Por: Iván Giordana.

Doña María era una mujer cálida, cariñosa. De pocas palabras, su alma era diáfana y su piel esponjosa. Tenía el pelo muy largo y fino, plateado por los años. Vivía junto a su marido en el campo ordeñando y criando animales. Como solía suceder en aquellos tiempos, además de encargarse de la comida y la limpieza de la precaria construcción que habitaban, ayudaba con el acarreo de leña, hombreaba bolsas de semillas y reparaba herramientas.

Todas las tardecitas se sentaba en su mecedora bajo la galería a mirar un punto fijo, lejano, cual navegante que sondea el horizonte en busca de un faro esperanzador.
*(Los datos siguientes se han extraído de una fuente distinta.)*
PR #15475, opened 2019-10-11
[fastlane_core] add clearer error message when incorrectly defining tests that need xcodebuild

revolter:
### Checklist

### Motivation and Context

This is to prevent issues like: https://circleci.com/gh/fastlane/fastlane/36544

### Description

image

### DIFF
--- a/fastlane_core/lib/fastlane_core/helper.rb
+++ b/fastlane_core/lib/fastlane_core/helper.rb
@@ -163,7 +163,12 @@ module FastlaneCore
 
     # @return true if Xcode version is higher than 8.3
     def self.xcode_at_least?(version)
-      FastlaneCore::UI.user_error!("Unable to locate Xcode. Please make sure to have Xcode installed on your machine") if xcode_version.nil?
+      if self.ci?
+        error_message = 'Forgot to set `requires_xcodebuild` to `true` for the test: `it \'does someting\', requires_xcodebuild: true do ... end`'
+      else
+        error_message = 'Unable to locate Xcode. Please make sure to have Xcode installed on your machine'
+      end
+      FastlaneCore::UI.user_error!(error_message) if xcode_version.nil?
       v = xcode_version
       Gem::Version.new(v) >= Gem::Version.new(version)
     end
--- a/fastlane_core/lib/fastlane_core/helper.rb
+++ b/fastlane_core/lib/fastlane_core/helper.rb
@@ -164,7 +164,7 @@ module FastlaneCore
     # @return true if Xcode version is higher than 8.3
     def self.xcode_at_least?(version)
       if self.ci?
-        error_message = 'Forgot to set `requires_xcodebuild` to `true` for the test: `it \'does someting\', requires_xcodebuild: true do ... end`'
+        error_message = 'Forgot to set `requires_xcodebuild` to `true` for the test (e.g. `it \'does someting\', requires_xcodebuild: true do ... end`)'
       else
         error_message = 'Unable to locate Xcode. Please make sure to have Xcode installed on your machine'
       end


revolter:
But, I now noticed that we have tests running on macOS with Xcode installed, so, why this parameter?

fastlane-bot-helper:
<table>
  <thead>
    <tr>
      <th width="50"></th>
          1 Warning
      </th>
     </tr>
  </thead>
  <tbody>
    <tr>
      <td>:warning:</td>
    </tr>
  </tbody>
</table>

</p>

janpio (changes requested):
`requires_xcodebuild: true` is to being able to disable test on Windows and Linux that require Xcode to be installed, often via the Xcode version check you also changed. 

If you get these on macOS, something else is broken.

revolter:
Hmm, I didn't pay much attention to the OS, and maybe I incorrectly thought that they failed on macOS.

janpio:
The GH run you linked to was Ubuntu, so it would make sense.

Did I understand correctly that you added additional tests, and did not set `requires_xcodebuild` thus giving you this error message? Then you changes may be useful after all - although in theory this would have to be output at _all_ locations where we use Xcode/`xcodebuild`. Not optimal.

Btw: I think `require_xcode` and `require_xcodebuild` might be different things, you have to check the codebase.

revolter:
> The GH run you linked to was Ubuntu, so it would make sense.

Exactly. So https://github.com/fastlane/fastlane/pull/15475#issuecomment-541015559 came out of confusion, so it should be ignored.

> Did I understand correctly that you added additional tests, and did not set `requires_xcodebuild` thus giving you this error message?

Yes, and it took me quite a while to figure it out. Hence, this change.

> although in theory this would have to be output at all locations where we use Xcode/`xcodebuild`. Not optimal.

What do you mean by this? If _x_ tests that indirectly use `xcodebuild`, don't specify that parameter, the error message that I added **will** be output _x_ times.

> Btw: I think `require_xcode` and `require_xcodebuild` might be different things, you have to check the codebase.

Meaning that the PR title is a bit misleading? _(I updated it now ⬆️)_

janpio:
> What do you mean by this? If _x_ tests that indirectly use `xcodebuild`, don't specify that parameter, the error message that I added **will** be output _x_ times.
> 
> >

Only if this exact code is executed. There are x other locations that _also_ use `xcodebuild` or Xcode and which do not output this error message.

fastlane_core/lib/fastlane_core/helper.rb
```diff
@@ -163,7 +163,12 @@ def self.xcode_version
 
     # @return true if Xcode version is higher than 8.3
     def self.xcode_at_least?(version)
-      FastlaneCore::UI.user_error!("Unable to locate Xcode. Please make sure to have Xcode installed on your machine") if xcode_version.nil?
+      if self.ci?
```
joshdholtz: Do we actually want to make this `self.mac?`? 🤔  Since this would be nice to see on any linux/windows run and not necessarily just on CI?

joshdholtz (commented):
Love this change! Just one quick question on the logic 😇

fastlane_core/lib/fastlane_core/helper.rb
janpio: Not really, this is explicit communication to a developer. As I mentioned above, this is only 1 location out of hundreds that use Xcode (although one of the most "popular" ones), so this is also not complete.

revolter: Why not? Maybe a Linux user clones the branch of someone using macOS that added some tests, but forgot to specify that flag. In which case, for that other person, the tests pas, but for the Linux user, they fail. And with this PR and Josh's change, he will knew exactly what the problem is, when running the tests locally, because the error message is clearer.

And back to your point, if xcodebuild is used from multiple places (which I'm not doubting), how does it work on Linux? And, we could fix it (e.g. make them all pass through a single function) in another PR, right? Meaning, if this is ok, it could be merged, right?

revolter:
I don't think that this is needed anymore, hence, closing it.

Y en ese contemplar hacía un raro juego con sus dedos, esos dedos de manos rústicas cuando trabajaba pero tan delicadas cuando acariciaba.

El último día del mes de mayo Doña María amaneció con un extraño malestar.
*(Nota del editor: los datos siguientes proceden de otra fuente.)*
PR #15483, opened 2019-10-12
[fastlane] Lock signet to 0.11 for under Ruby 2.4

### LINKED ISSUE #15484: Build on `master` is failing because of `signet`
https://circleci.com/gh/fastlane/fastlane/36719

```
ERROR:  Error installing fastlane-2.133.0.gem:
	The last version of signet (~> 0.9) to support your Ruby & RubyGems was 0.11.0. Try installing it with `gem install signet -v 0.11.0` and then running the current command again
	signet requires Ruby version >= 2.4.0. The current ruby version is 2.3.8.459.
```

Related discussion: https://github.com/fastlane/fastlane/pull/15471

joshdholtz:
### Motivation and Context
Fixes #15484
Fixes issues fixed by #15471 without minimum Ruby version bump

### Description
The issue raised with `signet` [requiring Ruby version 2.4.0](https://github.com/googleapis/signet/pull/145) does not occur when running `bundler install` or `bundle update` (because bundler respects Ruby version requirements when installing) but was with `gem install` (which does not respect Ruby versions when resolving dependencies).

This fix with manually check if the Ruby version is less than 2.4 and if so it will lock the `signet` dependency to less than `0.11`.

#### bundler with Ruby 2.3
Installed `signet (0.11)`

```sh
bundle update
```

#### bundler with Ruby 2.4
Installed `signet (0.12)`

```sh
bundle update
```

#### gem install with Ruby 2.3
Installed `signet (0.11)`

```sh
gem cleanup fastlane
gem cleanup signet
gem install $(echo $(gem build fastlane.gemspec) | sed 's/.*File: //')
gem list | grep signet
```

#### gem install Ruby 2.4
Installed `signet (0.12)`

```sh
gem cleanup fastlane
gem cleanup signet
gem install $(echo $(gem build fastlane.gemspec) | sed 's/.*File: //')
gem list | grep signet
```

### DIFF
--- a/fastlane.gemspec
+++ b/fastlane.gemspec
@@ -92,7 +92,9 @@ Gem::Specification.new do |spec|
   spec.add_dependency('simctl', '~> 1.6.3') # Used for querying and interacting with iOS simulators
   spec.add_dependency('jwt', '~> 2.1.0') # Used for generating authentication tokens for AppStore connect api
 
-  # need to lock 0.11 and under when using less than Ruby 2.4
+  # need to lock 0.11 and under when using less than Ruby 2.4 to prevent install issues when using 'gem install'
+  # 'gem install' does not respect Ruby versions when and would try installing 0.12 on Ruby 2.3 or less
+  # https://github.com/fastlane/fastlane/pull/15483
   if Gem::Version.new(RUBY_VERSION) < Gem::Version.new('2.4')
     spec.add_dependency('signet', '<= 0.11') # Because yeah
   end
--- a/fastlane.gemspec
+++ b/fastlane.gemspec
@@ -91,7 +91,7 @@ Gem::Specification.new do |spec|
   spec.add_dependency('bundler', '>= 1.12.0', '< 3.0.0') # Used for fastlane plugins
   spec.add_dependency('simctl', '~> 1.6.3') # Used for querying and interacting with iOS simulators
   spec.add_dependency('jwt', '~> 2.1.0') # Used for generating authentication tokens for AppStore connect api
-  #spec.add_dependency('signet', '>= 0.9') # Because yeah
+  spec.add_dependency('signet', '~> 0.9') # Because yeah
   # Space to test something
 
   # The Google API Client gem is *not* API stable between minor versions - hence the specific version locking here.
--- a/fastlane.gemspec
+++ b/fastlane.gemspec
@@ -91,6 +91,7 @@ Gem::Specification.new do |spec|
   spec.add_dependency('bundler', '>= 1.12.0', '< 3.0.0') # Used for fastlane plugins
   spec.add_dependency('simctl', '~> 1.6.3') # Used for querying and interacting with iOS simulators
   spec.add_dependency('jwt', '~> 2.1.0') # Used for generating authentication tokens for AppStore connect api
+  spec.add_dependency('signet', '>= 0.9') # Because yeah
   # Space to test something
 
   # The Google API Client gem is *not* API stable between minor versions - hence the specific version locking here.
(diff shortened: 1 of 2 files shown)


getaaron:
Personally I’m uncomfortable with the level of security risk. Pinning an old version of an oauth library to an EOL version of Ruby, neither of which will receive any security updates could have consequences that are hard to mitigate if a vulnerability is discovered.

Aside from that (e.g. if you disagree with my risk assessment) the fix looks good.

joshdholtz:
@getaaron I totally agree that there is a level of security risk that locking in to Ruby 2.4 solves but it creates a whole new issue for users that can't or will struggle with changing to that version as it is breaking.

I would say that in the install instructions or during runtime we recommend switching to 2.4 or greater for security risks but I really don't think that we can lock to 2.4 at this time 😔

milch:
IMO: 

- Locking the oauth client is less likely to cause an issue, since it could only be exploited in a limited set of circumstances (is there even user input that influences the oauth flow?). It does still increase the attack surface, however
- Using an EOL version of ruby presents the much bigger attack surface 

However, I don’t think fastlane should be the one to choose for the user that they must upgrade their ruby version, unless there is a specific technical requirement for it. Eventually I’d do a major version bump with Ruby 2.4 (or even 2.5 or later) required, which will cause users to upgrade organically as new features are added and bugs they encounter are fixed. I think adding a warning message (even to this PR? `“WARN: Locking to a potentially insecure version of signet because you are using a version of ruby which is marked as End-Of-Life. Please upgrade your ruby installation to 2.4 or later”` with a link to docs on how to do that) is a good way to let users know in advance that they need to do this, and empower them to do it on their own timeline

fastlane.gemspec
```diff
@@ -92,6 +92,13 @@ Gem::Specification.new do |spec|
   spec.add_dependency('simctl', '~> 1.6.3') # Used for querying and interacting with iOS simulators
   spec.add_dependency('jwt', '~> 2.1.0') # Used for generating authentication tokens for AppStore connect api
 
+  # need to lock 0.11 and under when using less than Ruby 2.4 to prevent install issues when using 'gem install'
+  # 'gem install' does not respect Ruby versions when and would try installing 0.12 on Ruby 2.3 or less
+  # https://github.com/fastlane/fastlane/pull/15483
+  if Gem::Version.new(RUBY_VERSION) < Gem::Version.new('2.4')
+    spec.add_dependency('signet', '<= 0.11') # Because yeah
```
milch: See my other comment, I think we could add a log message here, something like 

```
WARN: Locking to a potentially insecure version of signet because you are using a version of ruby which is marked as End-Of-Life. Please upgrade your ruby installation to 2.4 or later
```

I don’t remember whether gem shows that during installation though, it might suppress output. Something worth to test though

joshdholtz: I will test it out 👌

joshdholtz: @milch I have to do an `STDERR.puts` for it to show (which I'm pretty sure is what the other warnings use that rubygems outputs

milch: I think `STDERR` is definitely appropriate for this 👌

joshdholtz: @milch Perfect! New commit added 😊

milch (approved):

fastlane.gemspec
milch: Cool! 

As a side note, thinking about WWFD (what would @KrauseFx do), it’d probably be to figure out how the user installed ruby and then show them the commands they need to run to do the upgrade. I maybe wouldn’t do that right away ‘cause people may not need it, but may be something to consider if users are confused about what to do and start sending in issues about it

janpio (approved):
Very nice, didn't expect it would be possible to change dependencies depending on Ruby version. Ruby <3

getaaron (approved):

getaaron:
@joshdholtz i think this is good to merge which should fix the downstream dependency issues. I can start working on suggested 2.4+ installation instructions.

– Siento náuseas, me repugna el olor de las vacas y me pesan las piernas, creo que estoy embarazada -le dijo a su marido camino al tambo.

– Temprano iremos al pueblo para ver al Dr. López  -contestó Don Felipe, rudo y opaco como de costumbre.

Esa mañana, cerca del mediodía, llegaron a La Rubia para consultar al médico. Efectivamente, Doña María estaba embarazada por primera vez a sus cuarenta y dos años.

Junio y julio la encontraron débil, agosto y septiembre la trataron un poco mejor pero octubre la dejó en reposo obligado hasta mediados del mes siguiente. El dieciséis de noviembre los dolores se hicieron insoportables así que Felipe cargó a su esposa en la volanta y salieron con premura para ver al Dr. López.

A la tarde nació el varón, Felipe como su padre, con un escuálido cuerpecito que pesaba sólo un kilo y cien gramos. La partera lo arropó  y el médico lo puso adentro de una caja de zapatos:

– Tome, Doña María, y vuelva cuando…

– ¿Cuándo qué?

El verano y los cuidados de Doña María hicieron de Felipe un bebé resistente que se transformó en un niño enérgico que a los seis años ya ayudaba a sus padres en el tambo.

Desde aquél  16 de noviembre de 1944 Felipe fue presidido por veinticinco hombres y dos mujeres, acompañó a su madre a votar por primera vez, se mudó a Sunchales con lo poco que tenía, recibió con sorpresa a la televisión y al teléfono, bailó con los muchachos del Club del Clan, aceleró con el Chueco Fangio y pegó duro con Monzón, pagó con Moneda Nacional, con Peso Ley, con Peso Argentino, con Australes, con Letras de Cambio y con más Pesos, oyó hablar de un tal Borges, se deslomó para llevar el pan a casa cuando estaban los militares y cuando mandaban los civiles, el peronismo no le facilitó la faena diaria, el radicalismo tampoco, mandó ropa y chocolates a Malvinas, sufrió estanflación, inflación y hasta la híper, se acostumbró a ese vertiginoso fenómeno llamado globalización, despidió horrorizado a Favaloro, le acorralaron los ahorros, se jubiló, se espantó ante tanta corrupción, lloró cuando Francisco se asomó al balcón y, mientras tanto, edificó su propia familia.

Hoy Felipe mira el mundo que nadie creyó que vería desde sus anteojos bifocales y acomodándose la boina que le cubre los tres pelos que le quedan, me dice:

– El Dr. López murió hace muchísimos años, probablemente de tanto esperarme.